__Task details__:
Return every entry exactly as written.

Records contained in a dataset
PR #2835, opened 2021-12-15
Local dependencies

johnpoth:
Requires https://github.com/container-tools/spectrum/pull/7 and a few enhancements but the core is here :) 

Thanks !

**Release Note**
```release-note
NONE
```


e2e/registry/files/src/main/java/camelk/DeterministicDecryption.java
```diff
@@ -0,0 +1,32 @@
+package camelk;
```
oscerd, line 1: Maybe we need the license here

pkg/cmd/run.go
```diff
@@ -18,17 +18,20 @@ limitations under the License.
 package cmd
```
oscerd, line 18: Ditto

oscerd (approved):
Minor findings.

johnpoth:
Ok I think it's ready to be reviewed! The test failure seem unrelated. Feel free to comment on the [wagon](https://github.com/johnpoth/wagon-docker-registry) behavior as well if needed. To be compliant with various Registry vendors,  we map Maven artifacts to Image names by: lower casing it's HTTP path, prefixed with `maven_`, `.` and `/` are replaced with `_` so for example:

| Maven artifact | Maven HTTP path | Image Name | Image Tag
| ------------- | ------------- | ------------- | ------------- |
| `org.apache.ant:ant:jar:1.10.12` | `org/apache/ant/ant/1.10.12/ant-1.10.12.jar` | `maven_org_apache_ant_ant_1_10_12_ant-1_10_12_jar` | `1.10.12`|

Artifacts stored in the Image Registry that are to be mounted in the running container use the URI: `docker-mvn:groupId:artifactId:extension:version[@mount/path]`. I think I'll add more docs once everything is merged.

Let me know what you think!

Thanks !

johnpoth:
cc @astefanutti @oscerd @lburgazzoli

johnpoth:
By the way let me know if I can do anything to help with the review, or if this PR is a bad idea in the first place :)

johnpoth:
rebased from main branch @astefanutti @lburgazzoli

squakez (approved):
Nice work. Maybe we need to provide some detailed example as a follow up activity, but good to merge for me.

johnpoth:
Thanks @squakez @oscerd ! All right here goes nothing ... merging !

pkg/apis/camel/v1/maven_types.go
```diff
@@ -30,16 +32,17 @@ type MavenSpec struct {
...
 	// It can contain X.509 certificates, and PKCS#7 formatted certificate chains.
 	// A JKS formatted keystore is automatically created to store the CA certificate(s),
 	// and configured to be used as a trusted certificate(s) by the Maven commands.
 	// Note that the root CA certificates are also imported into the created keystore.
-	CASecret *corev1.SecretKeySelector `json:"caSecret,omitempty"`
+	CASecret []corev1.SecretKeySelector `json:"caSecret,omitempty"`
 	// The Maven build extensions.
 	// See https://maven.apache.org/guides/mini/guide-using-extensions.html.
 	Extension []MavenArtifact `json:"extension,omitempty"`
+	Servers   []Server        `json:"servers,omitempty"`
```
astefanutti, line 45: Can that be also provided in the user Maven settings?

astefanutti (commented):
@johnpoth awesome work. Sorry for the late review, I've left a couple of comments / questions.

johnpoth:
No worries @astefanutti ! Always nice to read your thoughtful comments! I can address these in a follow up PR no problem

pkg/cmd/run.go
```diff
@@ -561,8 +578,36 @@ func (o *runCmdOptions) createOrUpdateIntegration(cmd *cobra.Command, c client.C
...
+				if !contains(o.Traits, "registry.enabled=false") {
+					o.Traits = append(o.Traits, "registry.enabled=true")
+				}
+				platform, err = getPlatform(o.Context, c, integration.Namespace)
+				if err != nil {
+					return nil, err
+				}
+				if platform.Spec.Build.Registry.CA != "" {
+					fmt.Printf("We've noticed the image registry is configured with a custom certificate [%s] \n", platform.Spec.Build.Registry.CA)
+					fmt.Println("Please make sure Node.js is configured to use it or the operation will fail.")
```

__Exercise output__:
PR #2835, opened 2021-12-15
Local dependencies

johnpoth:
Requires https://github.com/container-tools/spectrum/pull/7 and a few enhancements but the core is here :) 

Thanks !

**Release Note**
```release-note
NONE
```


e2e/registry/files/src/main/java/camelk/DeterministicDecryption.java
```diff
@@ -0,0 +1,32 @@
+package camelk;
```
oscerd, line 1: Maybe we need the license here

pkg/cmd/run.go
```diff
@@ -18,17 +18,20 @@ limitations under the License.
 package cmd
```
oscerd, line 18: Ditto

oscerd (approved):
Minor findings.

johnpoth:
Ok I think it's ready to be reviewed! The test failure seem unrelated. Feel free to comment on the [wagon](https://github.com/johnpoth/wagon-docker-registry) behavior as well if needed. To be compliant with various Registry vendors,  we map Maven artifacts to Image names by: lower casing it's HTTP path, prefixed with `maven_`, `.` and `/` are replaced with `_` so for example:

| Maven artifact | Maven HTTP path | Image Name | Image Tag
| ------------- | ------------- | ------------- | ------------- |
| `org.apache.ant:ant:jar:1.10.12` | `org/apache/ant/ant/1.10.12/ant-1.10.12.jar` | `maven_org_apache_ant_ant_1_10_12_ant-1_10_12_jar` | `1.10.12`|

Artifacts stored in the Image Registry that are to be mounted in the running container use the URI: `docker-mvn:groupId:artifactId:extension:version[@mount/path]`. I think I'll add more docs once everything is merged.

Let me know what you think!

Thanks !

johnpoth:
cc @astefanutti @oscerd @lburgazzoli

johnpoth:
By the way let me know if I can do anything to help with the review, or if this PR is a bad idea in the first place :)

johnpoth:
rebased from main branch @astefanutti @lburgazzoli

squakez (approved):
Nice work. Maybe we need to provide some detailed example as a follow up activity, but good to merge for me.

johnpoth:
Thanks @squakez @oscerd ! All right here goes nothing ... merging !

pkg/apis/camel/v1/maven_types.go
```diff
@@ -30,16 +32,17 @@ type MavenSpec struct {
...
 	// It can contain X.509 certificates, and PKCS#7 formatted certificate chains.
 	// A JKS formatted keystore is automatically created to store the CA certificate(s),
 	// and configured to be used as a trusted certificate(s) by the Maven commands.
 	// Note that the root CA certificates are also imported into the created keystore.
-	CASecret *corev1.SecretKeySelector `json:"caSecret,omitempty"`
+	CASecret []corev1.SecretKeySelector `json:"caSecret,omitempty"`
 	// The Maven build extensions.
 	// See https://maven.apache.org/guides/mini/guide-using-extensions.html.
 	Extension []MavenArtifact `json:"extension,omitempty"`
+	Servers   []Server        `json:"servers,omitempty"`
```
astefanutti, line 45: Can that be also provided in the user Maven settings?

astefanutti (commented):
@johnpoth awesome work. Sorry for the late review, I've left a couple of comments / questions.

johnpoth:
No worries @astefanutti ! Always nice to read your thoughtful comments! I can address these in a follow up PR no problem

pkg/cmd/run.go
```diff
@@ -561,8 +578,36 @@ func (o *runCmdOptions) createOrUpdateIntegration(cmd *cobra.Command, c client.C
...
+				if !contains(o.Traits, "registry.enabled=false") {
+					o.Traits = append(o.Traits, "registry.enabled=true")
+				}
+				platform, err = getPlatform(o.Context, c, integration.Namespace)
+				if err != nil {
+					return nil, err
+				}
+				if platform.Spec.Build.Registry.CA != "" {
+					fmt.Printf("We've noticed the image registry is configured with a custom certificate [%s] \n", platform.Spec.Build.Registry.CA)
+					fmt.Println("Please make sure Node.js is configured to use it or the operation will fail.")
```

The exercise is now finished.